Share prices for Pinduoduo rocketed 20% in New York on Thursday after reporting robust top-line growth which easily beat analyst estimates as well as a surprise adjusted quarterly profit—its first since going public in 2018.

Why it matters: The results renewed investor confidence in Pinduoduo, which had missed market expectations in earlier quarters and faced mounting scrutiny for its inability to turn a profit.

  • Chinese tech stocks plunged earlier this week after Beijing rolled out on Tuesday anti-trust draft rules aimed at some of the country’s biggest internet companies. Pinduoduo shares dipped along with its peers but creeped upward on Wednesday. The new rules could benefit smaller platforms and have more impact on larger names, Barron’s reported citing analysts at research firm Morningstar.
  • Alibaba shares closed down around 9% on Wednesday on news of the rules, shadowing its Singles Day feat of booking gross merchandise volume of RMB 498.2 billion during the promotion.

Details: Pinduoduo posted third quarter revenue of RMB 14.2 billion ($2.1 billion), climbing 89% year on year from RMB 7.5 billion in the same quarter of 2019. Revenue reached the high end of analyst estimates compiled by Yahoo Finance. Growth decelerated from the 129% annual rate seen in Q3 last year.

  • Pinduoduo’s annual active buyers rose 36% year on year to 731 million in the 12 months ended September, representing a net add of 48 million from Q2. The user size is on par with rival Alibaba, which added 15 million to reported 757 million annual active buyers in the quarter ended September.
  • However, Pinduoduo’s clientele are significantly more budget-conscious that those of its peers. Annual spend per active buyer on the platform in the 12-month period ended September was RMB 1,993 ($293.6), an increase of 27% from RMB 1,567 over the same period last year. Annual spend per active buyer for rival Alibaba was around RMB 9,000 per buyer, and approximately RMB 6,000 for JD.com.
  • The company recorded its first quarterly adjusted profit with non-GAAP net profit attributable to shareholders hitting RMB 466 million compared with a net loss of RMB 1.6 billion the same quarter a year ago.

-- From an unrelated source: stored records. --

PR #1374, opened 2025-04-15
Cleanup election status and link to differences page

marlonbaeten:
Scope:
- Cleanup of `ElectionStatus` component
- Added Placeholder page for "Resolve Differences" page
- Added link to "Resolve Differences" page

Fixes #1245

To test:

- Load [election_1_data_entry_differences.sql](https://github.com/kiesraad/abacus/blob/4aef12562aa65c38e5273398cbd650514ae525b6/backend/fixtures/election_1_data_entry_differences.sql)
- Login as coordinator
- Go to the election status page
- Click the first row "Verschil invoer 1 en 2"
- See a placeholder table appear

PR #1382, opened 2025-04-15
Endpoint for polling station data entry status and hook to call this endpoint

### LINKED ISSUE #1244: Endpoint for differences checker

marlonbaeten:
Fixes #1244

Scope:
- Implements a new endpoint: `GET /api/polling_stations/{polling_station_id}/data_entries`
- Added hook to `ResolveDifferencesPage` called `usePollingStationDataEntryDifferences` that handles the logic of fetching the newly created endpoint and handles any error scenario's.

 To test:

- Load [election_1_data_entry_differences.sql](https://github.com/kiesraad/abacus/blob/4aef12562aa65c38e5273398cbd650514ae525b6/backend/fixtures/election_1_data_entry_differences.sql)
- Login as coordinator
- Go to the election status page
- Click the first row "Verschil invoer 1 en 2"
- See the differences table appear with backend data (in contrast with #1374 in which the table contains mock data)


praseodym (commented):
Note that this PR has a merge conflict that needs to be resolved.

cikzh (approved):

backend/src/data_entry/api.rs
```diff
@@ -45,6 +46,25 @@ pub fn router() -> OpenApiRouter<AppState> {
...
+    get,
+    path = "/api/polling_stations/{polling_station_id}/data_entries",
+    responses(
+        (status = 200, description = "Get data entries for polling station", body = DataEntryStatus),
+        (status = 401, description = "Unauthorized", body = ErrorResponse),
+        (status = 500, description = "Internal server error", body = ErrorResponse),
+    ),
+)]
+async fn polling_station_data_entry_status(
+    _user: User,
```
praseodym, line 59: This endpoint should only be accessible to the coordinator.

backend/src/data_entry/api.rs
```diff
@@ -45,6 +46,25 @@ pub fn router() -> OpenApiRouter<AppState> {
...
+    State(data_entry_repo): State<PollingStationDataEntries>,
+    Path(id): Path<u32>,
+) -> Result<Json<DataEntryStatus>, APIError> {
```
praseodym, line 62: This adds all data entry status enum variants to the OpenAPI spec, even though we only need the first and second data entries in case of differences. Would it be better to create a simple struct with the first and second data entry, and return that instead?

oliver3:
Does this endpoint return the data entry status or the data entries ? I see both names used in this PR and I think we should pick one.

backend/src/data_entry/api.rs
cikzh: Fixed in [933f803](https://github.com/kiesraad/abacus/commit/933f803e31b784595fc4170eaa7a4615203b5bca)

cikzh:
> Does this endpoint return the data entry status or the data entries ? I see both names used in this PR and I think we should pick one, I would say status.

The endpoint is about the "status of data entry of a certain polling station", so I think status is better as well. I'll change it

backend/src/data_entry/api.rs
cikzh: The endpoint doesn't necessarily assume it's being used for differences right now. We could of course do that and add a check in the backend to make sure the status is actually in the `EntriesDifferent` state. So I think the question is whether we think we want a generic endpoint for getting the data entry state, or a specific endpoint for difference resolving.

praseodym: I don't like the `DataEntryStatus` enum leaking into the frontend, but having a super-specific endpoint like 'get the two data entries in case they are different' isn't too appealing either. So let's keep the endpoint generic.

Lionqueen94 (approved):

praseodym (approved):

Adjustments noted in its filing included share-based compensation and interest payments related to its convertible bonds.
  • Pinduoduo will continue to invest in its “New Brand” initiative by providing support to merchants and manufacturers under the “consumer-to-manufacturer” model.
  • The company recently launched Duo Duo Maicai, an agricultural product sales channel. To address the specific logistics demands for produce, the company is “prepared to go heavy in building” and “accelerating the development of agriculture infrastructure,” David Liu, vice president of strategy, said during the earnings call held Thursday night.
  • Tiger Brokers analysts expect the company will swing back into a loss in Q4 given the huge marketing expense for Singles Day. However, they are bullish on the company’s long-term prospects. “Profitability is just a matter of time after the model is proven,” the analysts wrote in a research note.

Context: Pinduoduo and Alibaba, two of the largest e-commerce platforms in China, have long been locked in a public spat about “forced exclusivity,” whereby marketplace platforms force sellers to exclusively list on one online marketplace.

  • Chinese market regulators began to curb such unfair practices last year, reminding more than 20 e-commerce sites on a forum that forced exclusivity is illegal.
  • Intensified” forced exclusivity efforts from rivals has weighed on Pinduoduo’s performance, according to the company.